▶ **What is expected**: Repeat exactly, and only, the lines from the one containing "## Checklist" through the last line of the data below.

▶ **Information provided**:
PR #415, opened 2018-07-18
Sets Smash Priority to 100 and All Other Priorities to 50

Miserlou:
## Issue Number

n/a

Scraping and processing can happen at their own pace, but people who are smashing need the data as soon as possible. This will create a priority for Smash over Crunch.

I have no idea what these values actually mean, and I can't find any documentation about it. I assume assuming that 100 good, 50 less good.

## Types of changes

## Functional tests
No

## Checklist


kurtwheeler:
Higher numbers are higher priority. However 100 is the max so by choosing 100 instead of 75 or even 90 you remove our ability to queue a job with even higher priority.

PR #421, opened 2018-07-19
Various Fixes - R bug, Pandas Fail Tolerance, Split Upload and Notify

Miserlou:
## Issue Number

n/a

R bug, Pandas Fail Tolerance, Split Upload and Notify into separate functions.

## Types of changes

## Functional tests

`¯\_(ツ)_/¯`


workers/data_refinery_workers/processors/smasher.py
```diff
@@ -189,6 +194,7 @@ def _smash(job_context: Dict) -> Dict:
         metadata['num_experiments'] = job_context["experiments"].count()
         metadata['aggregate_by'] = job_context["dataset"].aggregate_by
         metadata['scale_by'] = job_context["dataset"].scale_by
+        metadata['unsmashable_files'] = unsmashable_files
```
kurtwheeler: The user will say this, so I think we should call this property "non_aggregated_files"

▶ **Exercise output**:
## Checklist


kurtwheeler:
Higher numbers are higher priority. However 100 is the max so by choosing 100 instead of 75 or even 90 you remove our ability to queue a job with even higher priority.

PR #421, opened 2018-07-19
Various Fixes - R bug, Pandas Fail Tolerance, Split Upload and Notify

Miserlou:
## Issue Number

n/a

R bug, Pandas Fail Tolerance, Split Upload and Notify into separate functions.

## Types of changes

## Functional tests

`¯\_(ツ)_/¯`


workers/data_refinery_workers/processors/smasher.py
```diff
@@ -189,6 +194,7 @@ def _smash(job_context: Dict) -> Dict:
         metadata['num_experiments'] = job_context["experiments"].count()
         metadata['aggregate_by'] = job_context["dataset"].aggregate_by
         metadata['scale_by'] = job_context["dataset"].scale_by
+        metadata['unsmashable_files'] = unsmashable_files
```
kurtwheeler: The user will say this, so I think we should call this property "non_aggregated_files"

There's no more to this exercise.